*** Opening DATA ***

PR #946, opened 2023-05-10
Logging/verbose qbft messages

y0sher:
Added and changed a few log lines in qbft instance

### DIFF
--- a/logging/fields/fields.go
+++ b/logging/fields/fields.go
@@ -1,6 +1,7 @@
 package fields
 
 import (
+	"encoding/hex"
 	"fmt"
 	"math/big"
 	"net"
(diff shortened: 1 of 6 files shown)


y0sher:
> Looks great! But we missing one: got change round quorum
@andrew-blox 
so we have two cases
1. we `got justified round change` - https://github.com/bloxapp/ssv/pull/946/files#diff-12db8357df0766f566c37820d564228fec5c8730880178e829c1fc6a787df674R66
2. we got partial quorum so `broadcasting round change message` - https://github.com/bloxapp/ssv/pull/946/files#diff-12db8357df0766f566c37820d564228fec5c8730880178e829c1fc6a787df674R102
I can't find any other places this log should be added because we are not checking for that in the code.

andrew-blox:
I will explain why i need it.
We want to know consensus times, prepare times, etc...
I have log of starting instance which is great for round 1 for me to find consensus times and what not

*** Closing DATA ***

◆ **INSTRUCTIONS TO FOLLOW**
All of the entries need to be given again, word for word.

◆ **ANSWER FOR THIS EXERCISE**
PR #946, opened 2023-05-10
Logging/verbose qbft messages

y0sher:
Added and changed a few log lines in qbft instance

### DIFF
--- a/logging/fields/fields.go
+++ b/logging/fields/fields.go
@@ -1,6 +1,7 @@
 package fields
 
 import (
+	"encoding/hex"
 	"fmt"
 	"math/big"
 	"net"
(diff shortened: 1 of 6 files shown)


y0sher:
> Looks great! But we missing one: got change round quorum
@andrew-blox 
so we have two cases
1. we `got justified round change` - https://github.com/bloxapp/ssv/pull/946/files#diff-12db8357df0766f566c37820d564228fec5c8730880178e829c1fc6a787df674R66
2. we got partial quorum so `broadcasting round change message` - https://github.com/bloxapp/ssv/pull/946/files#diff-12db8357df0766f566c37820d564228fec5c8730880178e829c1fc6a787df674R102
I can't find any other places this log should be added because we are not checking for that in the code.

andrew-blox:
I will explain why i need it.
We want to know consensus times, prepare times, etc...
I have log of starting instance which is great for round 1 for me to find consensus times and what not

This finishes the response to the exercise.